Le président américain Donald Trump (c), le ministre russe des Affaires étrangères Sergueï Lavrov et l'ambassadeur russe aux Etats-Unis Sergueï Kisliak, le 10 mai 2017 à la Maison Blanche, à Washington © RUSSIAN FOREIGN MINISTRY/AFP/Archives
Les accusations visant le président américain Donald Trump, qui aurait divulgué des informations hautement sensibles à des responsables russes, soulèvent la question de savoir s’il a commis un délit et quelles pourraient en être les conséquences judiciaires.
– Quelles informations partagées? –
Selon le Washington Post et d’autres médias, Donald Trump a divulgué des informations classifiées sur un projet de l’organisation jihadiste Etat islamique (EI) d’armer des ordinateurs portables susceptibles d’exploser à bord d’un avion, et a nommé une ville en Syrie où une source aurait collecté ces informations.
– Trump a-t-il commis un délit? –
Le président a le pouvoir de déclassifier des informations, selon les experts. Certains affirment qu’en divulguant des informations classifiées, le président de fait les déclassifie et ne commet donc pas de délit.
« Je ne pense pas qu’il ait fait quelque chose d’illégal. Le président a généralement le pouvoir de déclassifier des documents. Mais on peut arguer qu’il a été imprudent. Ce n’est pas parce que vous êtes investi d’un pouvoir de faire quelque chose que vous avez raison de le faire », explique Cristina Rodriguez, professeure invitée à la Colombia Law School.
– Quelles règles Trump a-t-il enfreintes ? –
D’autres experts affirment qu’exposer des informations sensibles à un pays ennemi comme la Russie, alors qu’elles n’ont même pas été partagées avec des alliés, pourrait constituer une violation du serment présidentiel.

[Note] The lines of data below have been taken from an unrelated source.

PR #2595, opened 2025-09-02
Make polygons use style opacity

Neptilo:
## Description
This makes use of the opacity defined in the style of polygon features to apply it to their material.

## Motivation and Context
Previously, only the opacity property defined in the layer was applied to polygons. The one defined in the style was not applied.
In this PR, I assumed these two opacity properties were meant to be used in association, multiplying them together to get the actual opacity.
I based it on the yet unmerged `Desplandis/fix/depth-transparency` branch to avoid any conflicts.

### DIFF
--- a/.github/workflows/integration.yml
+++ b/.github/workflows/integration.yml
@@ -22,7 +22,7 @@ jobs:
       - name: Use Node.js 22.x
         uses: actions/setup-node@v4
         with:
-          node-version: 22.x
+          node-version: 22.17
           cache: 'npm'
 
       # Install packages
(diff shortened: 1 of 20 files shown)


Neptilo:
@Desplandis After the recent merged fixes regarding opacity/transparency, this PR would need to change quite a bit. Since I needed it for my current work, I made the updated changes directly in the branch I'm working on. Should I:
1. close this PR and include the updated changes directly in the future branch,
2. or update this PR so it will create a separate entry in the change log?

(Option 1 would be the easier for the rebasing.)

PR #2597, opened 2025-09-10
Dynamic extruded polygon style update

Neptilo:
## Description
This allows style properties of extruded polygons to be updated after their creation, without re-instantiating geometries or recreating layers.

## Motivation and Context
To modify the style of a polygon after its creation, the only way was previously to recreate the entire layer, which is very sub-optimal, and the fact of recreating layers currently even leads to bugs.

Tested on Firefox, Ubuntu.

### DIFF
--- a/packages/Main/src/Core/Style.js
+++ b/packages/Main/src/Core/Style.js
@@ -193,6 +193,10 @@ export class StyleContext {
         return this.#localCoordinates.setFromArray(vertices, offset);
     }
 
+    getGeometry() {
+        return this.#geometry;
+    }
+
     get properties() {
         return this.#geometry.properties;
     }
--- a/packages/Main/src/Core/Style.js
+++ b/packages/Main/src/Core/Style.js
@@ -193,7 +193,7 @@ export class StyleContext {
         return this.#localCoordinates.setFromArray(vertices, offset);
     }
 
-    getGeometry() {
+    get geometry() {
         return this.#geometry;
     }
 
--- a/packages/Main/src/Converter/Feature2Mesh.js
+++ b/packages/Main/src/Converter/Feature2Mesh.js
@@ -524,7 +524,7 @@ function updateExtrudedPolygonVertices(featureMesh, options, vertices, colors, b
     coord.setCrs(context.collection.crs);
 
     // geometry range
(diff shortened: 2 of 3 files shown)


ftoromanoff:
If I undesrtand this PR correctly, you try to be able to dynamicaly change style, but only for the color and the height of extruded polygon ?
Instead of tring to tweak the current code to allow these 2 properties to be modified, shouldn't we rethink it a bit more globaly to allow all style properties to be dynamically change ?

packages/Main/src/Core/Style.js
```diff
@@ -193,6 +193,10 @@ export class StyleContext {
         return this.#localCoordinates.setFromArray(vertices, offset);
     }
 
+    getGeometry() {
+        return this.#geometry;
+    }
+
```
ftoromanoff, line 199: I think a real getter should be more appropriate?

Neptilo:
> If I undesrtand this PR correctly, you try to be able to dynamicaly change style, but only for the color and the height of extruded polygon ? Instead of tring to tweak the current code to allow these 2 properties to be modified, shouldn't we rethink it a bit more globaly to allow all style properties to be dynamically change ?

Yes. I'm actually going further with this to generalize it to all properties of all feature types, as part of my line extrusion implementation. Do you think we should close this PR and wait for the more complete implementation in the future PR for line extrusion?

ftoromanoff:
> > If I undesrtand this PR correctly, you try to be able to dynamicaly change style, but only for the color and the height of extruded polygon ? Instead of tring to tweak the current code to allow these 2 properties to be modified, shouldn't we rethink it a bit more globaly to allow all style properties to be dynamically change ?
> 
> Yes. I'm actually going further with this to generalize it to all properties of all feature types, as part of my line extrusion implementation. Do you think we should close this PR and wait for the more complete implementation in the future PR for line extrusion?

In my opion you can keep in this PR, the clean up and the refactor of cade that will be needed for the generalization, and removing everthing that's lined with the dynamic approach.
If it's too compplicated or nothing to keep, then indeed you can close it.

Neptilo:
The future implementation will change again too much, so I think it's better to close this PR.

Issue #2596, opened 2025-09-10
PointCloud raycast


ketourneau:
I am trying to get points from raycasting on point cloud (I want to color them).

## Your Environment
* Version used: 2.45.2-next.7
* Browser Name and version: firefox 142.0.1
* Operating System and version (desktop or mobile): desktop macOS 15.6.1
* Link to your project: https://itowns-pointcloud-raycast-bug.netlify.app/examples/#potree2_25d_map

## Context
I would like to get all points from raycast on pointcloud with itowns.

## Steps to Reproduce
Go to https://itowns-pointcloud-raycast-bug.netlify.app/examples/#potree2_25d_map and you need to double-click on point cloud.
Source code : https://github.com/bloc-in-bloc/itowns/blob/f/point-cloud-raycast-bug/examples/potree2_25d_map.html#L102

## Expected Behavior
Points in raycast area must be colored.

## Actual Behavior
Some points are not colored.
<img width="1134" height="768" alt="Image" src="https://github.com/user-attachments/assets/b2d94db7-920a-446e-8b13-3560910f2674" />

## Possible Cause/Fix/Solution
Maybe something is wrong with ```view.pickObjectsAt(event, 100, potreeLayer);```

Desplandis:
Managed to reproduce it on master, will look to the picking code and intermediate render of points id!

ketourneau:
@Desplandis I think I found the fix for this bug. I created a PR

PR #2598, opened 2025-09-19
fix(Picking): Fix traversePickingCircle for pickPointsAt

ketourneau:
## Description
Fix for https://github.com/iTowns/itowns/issues/2596

## Motivation and Context
In `traversePickingCircle` there's a bug in the buffer indexing calculation.
If we use the same logic at `traversePickingCircle` for `pickObjectsAt` it solve the problem.
Picking output on point cloud is now a complete circle (as expected).

## Screenshots
Capture d’écran 2025-09-19 à 16 46 35

### DIFF
--- a/packages/Main/src/Core/Picking.js
+++ b/packages/Main/src/Core/Picking.js
@@ -147,7 +147,12 @@ export default {
         const candidates = [];
 
         traversePickingCircle(radius, (x, y) => {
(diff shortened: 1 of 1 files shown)


Desplandis:
It was indeed incorrect, thanks for the fix!

Desplandis (approved):

PR #2599, opened 2025-09-23
Fix incorrectly built points URL in Potree nodes

Desplandis:
## Description

This PR fixed incorrectly built points URL in PotreeLayer. Added a test for regression.

### DIFF
--- a/packages/Main/src/Core/PotreeNode.js
+++ b/packages/Main/src/Core/PotreeNode.js
@@ -13,7 +13,7 @@ class PotreeNode extends PointCloudNode {
 
         this.depth = 0;
 
-        this.hierarchyKey = 'r';
+        this.hierarchyKey = '';
 
         this.baseurl = layer.source.baseurl;
     }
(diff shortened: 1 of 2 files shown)


jailln:
Can we replace `node.hierarchyKey = this.hierarchyKey + indexChild;` by `node.hierarchyKey = indexChild;`  in :
```
add(node, indexChild) {
        node.hierarchyKey = this.hierarchyKey + indexChild;
        node.depth = this.depth + 1;
        super.add(node, indexChild);
    }
```

Desplandis:
I don't think this is equivalent since we are assigning the hierarchy key of the child node: The key is the parent hierarchy key (here `this.hierarchyKey` post-fixed by its position in the list of children of the parent node (here `indexChild`).

I know that this code is ugly but I don't think I will fix it in this PR. I will propose some refactoring in the near future that will unify the behavior of all point-cloud layers (just a single `PointCloudLayer` with multiple compatible sources instead of the current mess). =)

jailln (approved):

jailln:
Ok, fine by me, thanks for the details :)

PR #2601, opened 2025-09-29
example(3DTiles): fix function naming error

mgermerie:
## Description

Fix function naming error in 3D Tiles loader example, which prevents loading 3D Tiles from any user given URL.


Desplandis:
Introduced in #2296, thanks for the fix!

jailln (approved):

Le président jure de « préserver, protéger et défendre » la Constitution américaine. Or le partage d’informations sensibles avec Moscou, accusée par les services américains de renseignement d’ingérence dans l’élection présidentielle ayant porté M. Trump au pouvoir, pourrait représenter une rupture de cet engagement solennel.
Une telle imprudence pourrait être considérée comme « des crimes et délits de haute importance », avancent des spécialistes.
« Cela pourrait très bien aller jusqu’au délit justifiant une destitution. Vous n’avez pas besoin d’avoir commis un délit pour être destitué, vous pouvez être destitué pour abus de pouvoir ou pour avoir outrepassé la confiance de l’opinion », explique Mme Rodriguez.
– Qui pourrait enquêter? –
Toute enquête sur une éventuelle procédure en destitution doit être lancée par le Congrès. Mais comme ces informations ont été divulguées à de hauts responsables russes, et que les démocrates réclament la nomination d’un procureur spécial sur l’ingérence russe, ce procureur – s’il est nommé – pourrait aussi se pencher sur cette affaire.
David Golove, professeur de droit à la New York University, affirme que c’est une chose si Donald Trump a « juste bavardé dans son style inimitable » – ce qui pourrait être considéré comme de l’imprudence -, mais c’est autre chose s’il l’a fait comme un « signe de bonne foi » pour réchauffer les relations américano-russes. « Cela pourrait être considéré comme une décision de commandant en chef, même si ça semble stupide ou erroné », explique-t-il.
– Le Congrès va-t-il destituer Trump? –
Les républicains sont dans l’ensemble fidèles au président. Il y a donc peu de chance pour qu’une procédure en destitution soit lancée.
Mais la colère de l’opinion pourrait mettre la pression sur le chef de file des républicains au Sénat, Mitch McConnell, qui devra peser cette éventuelle décision avec les intérêts de son parti. « Tant que Donald Trump sera protégé par les républicains, il n’y a pas vraiment de comptes à rendre », selon M. Golove.
– Quel impact sur le renseignement ? –
Les opposants de Donald Trump craignent que les alliés de l’Amérique ne soient désormais réticents à partager des informations sensibles de peur qu’elles ne tombent dans de mauvaises mains. Selon le New York Times et d’autres médias, les informations sur l’EI ont été fournies par Israël, et transmises à la Russie, grande alliée de l’Iran qui est l’ennemi juré de l’Etat hébreu.
D’autres craignent aussi que la Russie n’exploite ces informations pour retrouver la source elle-même et l’empêcher qu’elle soit utilisée contre ses propres intérêts en Syrie.
« Hormis la question de la légalité, il y a une tradition de longue date (au sein du renseignement) selon laquelle personne ne doit compromettre d’aucune manière ses sources », rappelle Mark J. Rozell, doyen de la Schar School of Policy and Government à l’université George Mason.